▶ [Action item]:
Give back the material word for word, every line included.

▶ [Supplied records]:
++++
Issue #1539, opened 2022-09-02
Fix the issues in parameters and responses when generating authoring


MaryGao:
Response.ts
Header parameter name inconsistent with swagger generated, should generate operation-location not operationlocation 
Parameters.ts
Missing content type parameter in the cadl output 
Had extra api-version parameter in the cadl-output

MaryGao:
Close it considering fixed

PR #1540, opened 2022-09-02
fix-missing-body-param-and-doc

qiaozha:

### DIFF
--- a/packages/cadl-rlc-emitter/src/transform/transformParameters.ts
+++ b/packages/cadl-rlc-emitter/src/transform/transformParameters.ts
@@ -135,11 +135,11 @@ function transformBodyParameters(
   parameters: HttpOperationParameters,
   importedModels: Set<string>
 ): ParameterBodyMetadata | undefined {
-  const bodyParameters = parameters.bodyParameter;
-  if (!bodyParameters) {
+  const bodyType = parameters.bodyType;
+  if (!bodyType) {
     return undefined;
   }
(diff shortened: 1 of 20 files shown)


packages/cadl-rlc-emitter/src/transform/transformParameters.ts
```diff
@@ -154,8 +154,10 @@ function transformBodyParameters(
       {
         name: "body",
         type,
-        required: !Boolean(bodyParameters.optional),
-        description: getDoc(program, bodyParameters)
+        required: parameters.bodyParameter
+          ? !Boolean(parameters.bodyParameter.optional)
+          : bodySchema.required,
+        description: getDoc(program, bodyType)
```
MaryGao, line 160: I don't think we should get description from bodyType because this way we'll get the model description not property description

packages/cadl-rlc-emitter/src/transform/transformParameters.ts
```diff
@@ -135,11 +135,11 @@ function transformBodyParameters(
   parameters: HttpOperationParameters,
   importedModels: Set<string>
 ): ParameterBodyMetadata | undefined {
-  const bodyParameters = parameters.bodyParameter;
-  if (!bodyParameters) {
+  const bodyType = parameters.bodyType;
```
MaryGao, line 138: Not sure if it's better to get bodyType first if no then get bodyParameter.type

MaryGao (approved):
LGTM

PR #1541, opened 2022-09-02
Fix reponses docs issue

MaryGao:


packages/cadl-rlc-emitter/test/unit/generate/responses.spec.ts
```diff
@@ -0,0 +1,65 @@
...
+    );
+  });
+
+  it("should generate property name without custome name", async () => {
+    const responses = await emitResponsesFromCadl(`
+        @doc("Metadata for long running operation status monitor locations")
+        model LongRunningStatusLocation {
+            @doc("The location for monitoring the operation state.")
+            @header
+            operationLocation: ResourceLocation<string>;
```
qiaozha, line 42: why are we generate "operation-location" for this case ?

MaryGao: In this case we could both get the property name `operationLocation` and `operation-location` I just follow the openapi way to get the name here. It would be the former one.

see code below:
https://github.com/microsoft/cadl/blob/bb5847a37d4a7064d2445cc488c47448f99da6f4/packages/openapi3/test/return-types.test.ts#L6-L20

qiaozha (approved):

PR #1542, opened 2022-09-02
Filter out api version in parameter

MaryGao:
Filter out api version in parameter due to it is client-level parameter


qiaozha (approved):
LGTM

Issue #1481, opened 2022-08-08
The binary type is not workable with the latest @azure-rest/core-client version


MaryGao:
We have RLC integration testing for binary type : https://github.com/Azure/autorest.typescript/blob/main/packages/autorest.typescript/test/rlcIntegration/bodyFormDataRest.spec.ts.

However if we upgrade @azure-rest/core-client to the latest GA or dev one we will meet below issue:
++++
▶ [The answer]:
Issue #1539, opened 2022-09-02
Fix the issues in parameters and responses when generating authoring


MaryGao:
Response.ts
Header parameter name inconsistent with swagger generated, should generate operation-location not operationlocation 
Parameters.ts
Missing content type parameter in the cadl output 
Had extra api-version parameter in the cadl-output

MaryGao:
Close it considering fixed

PR #1540, opened 2022-09-02
fix-missing-body-param-and-doc

qiaozha:

### DIFF
--- a/packages/cadl-rlc-emitter/src/transform/transformParameters.ts
+++ b/packages/cadl-rlc-emitter/src/transform/transformParameters.ts
@@ -135,11 +135,11 @@ function transformBodyParameters(
   parameters: HttpOperationParameters,
   importedModels: Set<string>
 ): ParameterBodyMetadata | undefined {
-  const bodyParameters = parameters.bodyParameter;
-  if (!bodyParameters) {
+  const bodyType = parameters.bodyType;
+  if (!bodyType) {
     return undefined;
   }
(diff shortened: 1 of 20 files shown)


packages/cadl-rlc-emitter/src/transform/transformParameters.ts
```diff
@@ -154,8 +154,10 @@ function transformBodyParameters(
       {
         name: "body",
         type,
-        required: !Boolean(bodyParameters.optional),
-        description: getDoc(program, bodyParameters)
+        required: parameters.bodyParameter
+          ? !Boolean(parameters.bodyParameter.optional)
+          : bodySchema.required,
+        description: getDoc(program, bodyType)
```
MaryGao, line 160: I don't think we should get description from bodyType because this way we'll get the model description not property description

packages/cadl-rlc-emitter/src/transform/transformParameters.ts
```diff
@@ -135,11 +135,11 @@ function transformBodyParameters(
   parameters: HttpOperationParameters,
   importedModels: Set<string>
 ): ParameterBodyMetadata | undefined {
-  const bodyParameters = parameters.bodyParameter;
-  if (!bodyParameters) {
+  const bodyType = parameters.bodyType;
```
MaryGao, line 138: Not sure if it's better to get bodyType first if no then get bodyParameter.type

MaryGao (approved):
LGTM

PR #1541, opened 2022-09-02
Fix reponses docs issue

MaryGao:


packages/cadl-rlc-emitter/test/unit/generate/responses.spec.ts
```diff
@@ -0,0 +1,65 @@
...
+    );
+  });
+
+  it("should generate property name without custome name", async () => {
+    const responses = await emitResponsesFromCadl(`
+        @doc("Metadata for long running operation status monitor locations")
+        model LongRunningStatusLocation {
+            @doc("The location for monitoring the operation state.")
+            @header
+            operationLocation: ResourceLocation<string>;
```
qiaozha, line 42: why are we generate "operation-location" for this case ?

MaryGao: In this case we could both get the property name `operationLocation` and `operation-location` I just follow the openapi way to get the name here. It would be the former one.

see code below:
https://github.com/microsoft/cadl/blob/bb5847a37d4a7064d2445cc488c47448f99da6f4/packages/openapi3/test/return-types.test.ts#L6-L20

qiaozha (approved):

PR #1542, opened 2022-09-02
Filter out api version in parameter

MaryGao:
Filter out api version in parameter due to it is client-level parameter


qiaozha (approved):
LGTM

Issue #1481, opened 2022-08-08
The binary type is not workable with the latest @azure-rest/core-client version


MaryGao:
We have RLC integration testing for binary type : https://github.com/Azure/autorest.typescript/blob/main/packages/autorest.typescript/test/rlcIntegration/bodyFormDataRest.spec.ts.

However if we upgrade @azure-rest/core-client to the latest GA or dev one we will meet below issue:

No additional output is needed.